■ **Exercise**
Below are the records; count how many of their lines hold the string "select" and give the number alone.

[Stored dataset items]
-*-*-

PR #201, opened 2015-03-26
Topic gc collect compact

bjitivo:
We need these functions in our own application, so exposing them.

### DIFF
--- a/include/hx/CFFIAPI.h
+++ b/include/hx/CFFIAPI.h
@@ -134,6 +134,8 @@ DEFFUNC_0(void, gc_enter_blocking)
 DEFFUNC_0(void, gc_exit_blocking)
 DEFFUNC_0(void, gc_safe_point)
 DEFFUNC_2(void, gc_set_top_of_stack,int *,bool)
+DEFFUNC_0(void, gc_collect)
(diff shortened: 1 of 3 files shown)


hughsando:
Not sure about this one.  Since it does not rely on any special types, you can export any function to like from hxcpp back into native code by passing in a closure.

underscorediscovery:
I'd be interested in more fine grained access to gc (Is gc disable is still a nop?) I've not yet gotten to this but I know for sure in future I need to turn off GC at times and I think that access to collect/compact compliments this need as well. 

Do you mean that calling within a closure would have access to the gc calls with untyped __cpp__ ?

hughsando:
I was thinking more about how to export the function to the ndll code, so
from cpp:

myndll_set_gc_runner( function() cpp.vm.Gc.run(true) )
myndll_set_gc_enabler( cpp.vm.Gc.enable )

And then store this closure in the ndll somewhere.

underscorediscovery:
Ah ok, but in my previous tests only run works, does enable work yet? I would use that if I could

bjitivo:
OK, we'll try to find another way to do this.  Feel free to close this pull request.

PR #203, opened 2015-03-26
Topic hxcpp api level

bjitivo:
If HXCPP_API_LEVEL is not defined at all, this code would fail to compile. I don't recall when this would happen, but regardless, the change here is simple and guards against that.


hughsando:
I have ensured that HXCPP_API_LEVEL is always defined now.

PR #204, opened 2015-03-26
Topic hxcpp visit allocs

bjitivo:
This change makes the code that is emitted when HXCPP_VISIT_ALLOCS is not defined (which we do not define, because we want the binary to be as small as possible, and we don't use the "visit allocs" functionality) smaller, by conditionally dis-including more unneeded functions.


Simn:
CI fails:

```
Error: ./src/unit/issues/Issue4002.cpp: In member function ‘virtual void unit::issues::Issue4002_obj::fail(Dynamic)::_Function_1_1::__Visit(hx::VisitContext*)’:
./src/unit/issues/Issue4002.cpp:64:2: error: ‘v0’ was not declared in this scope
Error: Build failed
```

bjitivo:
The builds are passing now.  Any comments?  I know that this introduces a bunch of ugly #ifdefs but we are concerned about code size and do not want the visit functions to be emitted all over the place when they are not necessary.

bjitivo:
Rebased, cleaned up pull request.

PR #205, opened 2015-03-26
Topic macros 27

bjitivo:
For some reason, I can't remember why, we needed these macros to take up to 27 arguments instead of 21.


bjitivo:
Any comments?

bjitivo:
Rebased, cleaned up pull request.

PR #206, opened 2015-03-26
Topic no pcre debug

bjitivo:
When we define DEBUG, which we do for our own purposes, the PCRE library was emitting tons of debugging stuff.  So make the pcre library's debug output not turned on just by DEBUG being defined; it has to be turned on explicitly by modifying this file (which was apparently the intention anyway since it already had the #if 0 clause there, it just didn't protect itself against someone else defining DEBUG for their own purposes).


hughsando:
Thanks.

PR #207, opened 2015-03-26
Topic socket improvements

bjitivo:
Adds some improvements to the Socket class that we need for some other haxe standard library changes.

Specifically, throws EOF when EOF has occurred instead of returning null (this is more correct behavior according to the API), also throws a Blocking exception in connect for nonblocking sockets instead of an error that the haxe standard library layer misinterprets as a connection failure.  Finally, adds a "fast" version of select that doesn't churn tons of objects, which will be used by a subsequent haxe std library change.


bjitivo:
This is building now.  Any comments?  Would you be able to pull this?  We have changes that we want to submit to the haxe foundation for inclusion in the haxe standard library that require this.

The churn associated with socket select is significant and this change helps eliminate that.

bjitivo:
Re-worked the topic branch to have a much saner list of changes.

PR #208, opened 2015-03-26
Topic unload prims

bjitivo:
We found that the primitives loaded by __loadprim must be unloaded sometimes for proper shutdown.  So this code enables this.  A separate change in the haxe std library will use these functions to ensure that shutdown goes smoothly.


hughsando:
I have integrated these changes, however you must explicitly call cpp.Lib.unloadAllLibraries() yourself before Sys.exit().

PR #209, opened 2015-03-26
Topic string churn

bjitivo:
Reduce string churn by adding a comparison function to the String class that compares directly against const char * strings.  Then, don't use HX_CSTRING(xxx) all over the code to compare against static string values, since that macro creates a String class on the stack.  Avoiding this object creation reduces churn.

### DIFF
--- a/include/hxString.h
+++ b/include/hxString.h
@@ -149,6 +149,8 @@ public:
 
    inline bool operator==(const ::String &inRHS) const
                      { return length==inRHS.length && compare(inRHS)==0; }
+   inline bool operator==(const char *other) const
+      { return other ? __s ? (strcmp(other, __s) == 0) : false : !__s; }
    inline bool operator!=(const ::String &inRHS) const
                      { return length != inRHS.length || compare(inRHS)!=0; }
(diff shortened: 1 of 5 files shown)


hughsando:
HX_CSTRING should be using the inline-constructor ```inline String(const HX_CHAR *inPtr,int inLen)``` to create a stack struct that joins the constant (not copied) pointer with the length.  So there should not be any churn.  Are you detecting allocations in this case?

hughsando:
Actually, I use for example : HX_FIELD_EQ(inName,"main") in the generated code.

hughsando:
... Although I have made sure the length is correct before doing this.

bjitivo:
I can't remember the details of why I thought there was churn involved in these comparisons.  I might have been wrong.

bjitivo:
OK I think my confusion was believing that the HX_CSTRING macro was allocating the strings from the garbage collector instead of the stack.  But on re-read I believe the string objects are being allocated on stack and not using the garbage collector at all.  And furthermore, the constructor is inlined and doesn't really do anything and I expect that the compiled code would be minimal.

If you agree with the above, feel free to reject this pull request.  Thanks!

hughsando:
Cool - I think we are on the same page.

-*-*-

■ **Solution to this task**
2